Evolution of a Long-Lived Deep-Seated Main-Sequence Magnetic Field During White Dwarf Cooling
Matias Castro-Tapia, Maria Camisassa, Shu Zhang
TL;DR
This work investigates whether magnetic fields generated by core-convective dynamos during the main sequence can survive to the white dwarf phase and account for observed WD magnetism. It combines main-sequence dynamo boundary estimates, carbon-oxygen WD models from MESA, and a diffusion-based evolution of an axisymmetric poloidal field (including ohmic and turbulent diffusion) to predict surface field strengths across WD masses and cooling ages. The study finds that surface fields can match observations if the main-sequence dynamo produces fields of order $10^3$–$10^5$ G, with dipole and dipole+quadrupole geometries yielding a 2–4× range in surface strength, and that crystallization-driven diffusion can modify the evolution. These results support a unified origin for many magnetic WDs via survival of a main-sequence dynamo field, while highlighting uncertainties in magnetic boundary placement and initial-to-final mass relations that warrant case-by-case analyses.
Abstract
We study the evolution of white dwarf (WD) magnetic fields that originate from core-convective dynamos during the main-sequence.

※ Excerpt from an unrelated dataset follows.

PR #17124, opened 2015-09-02
Eliza side of org messaging

andrewconner:
@stkem This should be it on the eliza side. What we're doing is sending down orgs as "users" in the typeahead, and then the clients think it's just a regular user id. They then send it to eliza when sending a message or add participants, who figures out what was meant.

Using stellar evolution and WD cooling models combined with magnetic field diffusion calculations, we demonstrate that a surviving field from the main-sequence can account for various features observed in magnetic WDs. In particular, the earlier emergence of stronger magnetic fields in more massive WDs, compared to older, less massive, and less magnetic ones, can be explained by this framework. This is because the magnetic boundary at the onset of WD cooling lies deeper in less massive WDs, resulting in a slower and weaker evolution of the surface magnetic field due to increasing electrical conductivity over time. We further show that many of the magnetic field strengths observed across different WD samples can be reproduced if the deep-seated field generated during the main sequence is comparable to predictions from magnetohydrodynamic simulations of core-convective dynamos, or if equipartition provides a valid scaling for the main-sequence dynamo. Additionally, our predictions for surface magnetic fields vary by a factor of 2 to 4 when higher-order modes of poloidal magnetic field expansion and turbulent diffusion driven by crystallization-induced convection are included. These effects should therefore be considered when investigating the origin of magnetic fields in individual WDs.